> Action item
Go through the entries below from the first line and transcribe each one exactly, ending with the line that contains "milmazz, line 4: There".

··· Available data ···

PR #1850, opened 2024-01-24
feat(epub): add support for group_for_modules in toc

milmazz:
Initial implementation in the EPUB formatter to support the `group_for_modules` option in the _table of contents_

The following is the current status:

Screenshot 2024-01-23 at 9 19 15 PM

This is after the initial implementation of this PR:

Screenshot 2024-01-23 at 9 20 46 PM


lib/ex_doc/formatter/epub/templates/nav_grouped_modules_template.eex
```diff
@@ -0,0 +1,19 @@
+<% nodes = Map.new(nodes, fn %{id: id} = node -> {id, node} end) %>
+<li><span><%= name %></span>
+  <ol>
+  <%= for {title, modules} <- config.groups_for_modules, is_list(modules) do %>
```
milmazz, line 4: There are no guarantees that all the available modules are listed here. So, I guess we better put those modules at the end in another loop.

lib/ex_doc/formatter/epub/templates/nav_template.eex
```diff
@@ -16,7 +16,11 @@
           <% end %>
         <% end %>
 
-        <%= nav_item_template "Modules", nodes.modules %>
+        <%= if Enum.empty?(config.groups_for_modules) do %>
+          <%= nav_item_template "Modules", nodes.modules %>
+        <% else %>
+          <%= nav_grouped_modules_template "Modules", nodes.modules, config %>
```
milmazz, line 22: It seems we can get rid of the first argument (`"Modules") here. So far, this template is only for modules.

lib/ex_doc/formatter/epub/templates/nav_grouped_modules_template.eex
milmazz: I just noticed that based on the docs from `lib/mix/tasks/docs.ex`, `groups_for_modules` can also hold 

> A regex or the string name of the module is also supported.

So, I should adapt this template to support those cases. Or add an intermediate function that adapts the output and then delegates that to `nav_grouped_modules_template` to make it cleaner.

josevalim: The group for a module is already in the module struct and I believe they are already sorted according to groups. So I think a `Enum.chunk_by(modules, & &1.group)` may be enough to get groups and the correct order. Otherwise we can likely use the same algorithm/logic we use for extras.

josevalim: I realized we could also refactor extras with my suggestion above, so here it goes: 3fbe0bc344b7d30edb87460db518f786fb7354bf :)

milmazz: @josevalim Thanks for the context and advice, now the logic for extras and modules is the same at least in the table of content generation, here is the result:

Screenshot 2024-01-24 at 7 39 07 p m
Screenshot 2024-01-24 at 7 38 56 p m

josevalim (approved):

PR #1853, opened 2024-01-25
Use blue links for Erlang

josevalim:
Examples below. Please use thumbs up (you prefer blue) or down (you prefer the current) to state your preference.

Screenshot 2024-01-25 at 21 51 31

Screenshot 2024-01-25 at 21 51 43

### DIFF
--- a/assets/css/custom-props/theme-light.css
+++ b/assets/css/custom-props/theme-light.css
@@ -9,8 +9,6 @@
 
   --links:                       var(--black);
   --linksVisited:                var(--black);
-  --linksNoUnderline:            var(--mainDark);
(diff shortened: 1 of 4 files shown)


assets/css/custom-props/theme-light.css
```diff
@@ -9,8 +9,6 @@
 
   --links:                       var(--black);
   --linksVisited:                var(--black);
-  --linksNoUnderline:            var(--mainDark);
-  --linksNoUnderlineVisited:     var(--mainDarkest);
```
josevalim, line 13: We just need to extract these default colors into per-language configuration.

josevalim:

PR #1855, opened 2024-01-30
Add before_closing_footer_tag and adjust annotation metadata

garazdawi:
This PR does two things:

1. Adds `before_closing_footer_tag` config option for html formatter to insert a custom footer. We use it to insert a copyright notice at the end of each page.
2. Add kmfa to the metadata before calling `annotations_for_docs` so that the fun doing the processing knows which entry it is currently working with. We use this to classify functions/types into different categories, such as built-in/predefined.

and as a bonus it also adds a warning for when an `extra` that is not in deps is referenced in a link.

### DIFF
--- a/lib/ex_doc/autolink.ex
+++ b/lib/ex_doc/autolink.ex
@@ -304,7 +304,16 @@ defmodule ExDoc.Autolink do
           end
 
         config.deps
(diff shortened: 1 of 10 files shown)


josevalim:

···

> Output for this exercise
PR #1850, opened 2024-01-24
feat(epub): add support for group_for_modules in toc

milmazz:
Initial implementation in the EPUB formatter to support the `group_for_modules` option in the _table of contents_

The following is the current status:

Screenshot 2024-01-23 at 9 19 15 PM

This is after the initial implementation of this PR:

Screenshot 2024-01-23 at 9 20 46 PM


lib/ex_doc/formatter/epub/templates/nav_grouped_modules_template.eex
```diff
@@ -0,0 +1,19 @@
+<% nodes = Map.new(nodes, fn %{id: id} = node -> {id, node} end) %>
+<li><span><%= name %></span>
+  <ol>
+  <%= for {title, modules} <- config.groups_for_modules, is_list(modules) do %>
```
milmazz, line 4: There are no guarantees that all the available modules are listed here. So, I guess we better put those modules at the end in another loop.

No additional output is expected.